What is required: Reproduce all of the material, keeping each line intact.

Task data:
= = =

Issue #7527, opened 2024-09-18
Add helpful comment to PR when lint fails


nbolton:
### Project

Deskflow

### Operating systems (OS)

- [ ] Windows
- [ ] macOS
- [ ] Linux
- [ ] BSD-derived
- [X] Other

### OS versions/distros

n/a

### Deskflow configuration

n/a

### What problem are you trying to solve?

It's time consuming to manually apply formatting for each PR.

### What solution do you propose?

~~Modify GitHub action to auto format, commit append and rebase.~~
Add a comment to the PR instructing the author how to fix the problem.

nbolton:
@sithlord48 RFC: Lint comment idea...

[Mascot icon] Meow'dib: The sleeper must awaken, and fix these lint errors...

PR #7530, opened 2024-09-18
ci: add helpful comment to PR when lint fails

nbolton:
Fixes: https://github.com/deskflow/deskflow/issues/7527

TODO: Instead of commit ammdend and rebase (which GitHub doesn't really want you to do because of infinite loop bugs), we will add a comment to the PR instructing the author how to fix the problem.

### DIFF
--- a/.github/workflows/lint-source-code.yml
+++ b/.github/workflows/lint-source-code.yml
@@ -19,6 +19,9 @@ jobs:
     steps:
       - name: Checkout
         uses: actions/checkout@v4
+        with:
+          ref: ${{ github.event.pull_request.head.ref || github.ref }}
+          fetch-depth: 2
 
       - name: Setup Python venv
         uses: ./.github/actions/init-python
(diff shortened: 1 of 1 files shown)


CMakeLists.txt
```diff
@@ -14,7 +14,7 @@
 # You should have received a copy of the GNU General Public License
 # along with this program.  If not, see <http://www.gnu.org/licenses/>.
 
-cmake_minimum_required(VERSION 3.5)
+  cmake_minimum_required(VERSION 3.5)
```
sithlord48, line 17: Please remove this unneeded change

sithlord48 (changes requested):

CMakeLists.txt
nbolton: This is to trigger the linter. I'll let you know when the PR is out of draft for you to review.

sithlord48: Looks like its not pushing back to the repo

nbolton: Oh I've been having fun with that one! 

It does, but I keep pushing up the lint error to re-trigger it.

See #7529 and #7528 for my previous mistakes; turns out if you --amend to fetch depth 1, it pushes changes to all files. I figured out the solution is to add:
```
        with:
          ref: ${{ github.event.pull_request.head.ref || github.ref }}
          fetch-depth: 2
```
to
```
      - name: Checkout
        uses: actions/checkout@v4
```

sithlord48: why not depth of 0 ?

nbolton: I don't think that depth is needed; `0` brings in all the tags which I don't need here. Depth of `2` works well.

The problem I have now is that GitHub workflows can't be triggered by GitHub (e.g. if GitHub does `git push`), so once the linter makes it's fixes, the workflow doesn't re-run and gets stuck... not quite sure where to go from here. I'll sleep on it.

image

sithlord48:
Moved to discussion https://github.com/deskflow/deskflow/discussions/7536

= = =

Reply to the task:
Issue #7527, opened 2024-09-18
Add helpful comment to PR when lint fails


nbolton:
### Project

Deskflow

### Operating systems (OS)

- [ ] Windows
- [ ] macOS
- [ ] Linux
- [ ] BSD-derived
- [X] Other

### OS versions/distros

n/a

### Deskflow configuration

n/a

### What problem are you trying to solve?

It's time consuming to manually apply formatting for each PR.

### What solution do you propose?

~~Modify GitHub action to auto format, commit append and rebase.~~
Add a comment to the PR instructing the author how to fix the problem.

nbolton:
@sithlord48 RFC: Lint comment idea...

[Mascot icon] Meow'dib: The sleeper must awaken, and fix these lint errors...

PR #7530, opened 2024-09-18
ci: add helpful comment to PR when lint fails

nbolton:
Fixes: https://github.com/deskflow/deskflow/issues/7527

TODO: Instead of commit ammdend and rebase (which GitHub doesn't really want you to do because of infinite loop bugs), we will add a comment to the PR instructing the author how to fix the problem.

### DIFF
--- a/.github/workflows/lint-source-code.yml
+++ b/.github/workflows/lint-source-code.yml
@@ -19,6 +19,9 @@ jobs:
     steps:
       - name: Checkout
         uses: actions/checkout@v4
+        with:
+          ref: ${{ github.event.pull_request.head.ref || github.ref }}
+          fetch-depth: 2
 
       - name: Setup Python venv
         uses: ./.github/actions/init-python
(diff shortened: 1 of 1 files shown)


CMakeLists.txt
```diff
@@ -14,7 +14,7 @@
 # You should have received a copy of the GNU General Public License
 # along with this program.  If not, see <http://www.gnu.org/licenses/>.
 
-cmake_minimum_required(VERSION 3.5)
+  cmake_minimum_required(VERSION 3.5)
```
sithlord48, line 17: Please remove this unneeded change

sithlord48 (changes requested):

CMakeLists.txt
nbolton: This is to trigger the linter. I'll let you know when the PR is out of draft for you to review.

sithlord48: Looks like its not pushing back to the repo

nbolton: Oh I've been having fun with that one! 

It does, but I keep pushing up the lint error to re-trigger it.

See #7529 and #7528 for my previous mistakes; turns out if you --amend to fetch depth 1, it pushes changes to all files. I figured out the solution is to add:
```
        with:
          ref: ${{ github.event.pull_request.head.ref || github.ref }}
          fetch-depth: 2
```
to
```
      - name: Checkout
        uses: actions/checkout@v4
```

sithlord48: why not depth of 0 ?

nbolton: I don't think that depth is needed; `0` brings in all the tags which I don't need here. Depth of `2` works well.

The problem I have now is that GitHub workflows can't be triggered by GitHub (e.g. if GitHub does `git push`), so once the linter makes it's fixes, the workflow doesn't re-run and gets stuck... not quite sure where to go from here. I'll sleep on it.

image

sithlord48:
Moved to discussion https://github.com/deskflow/deskflow/discussions/7536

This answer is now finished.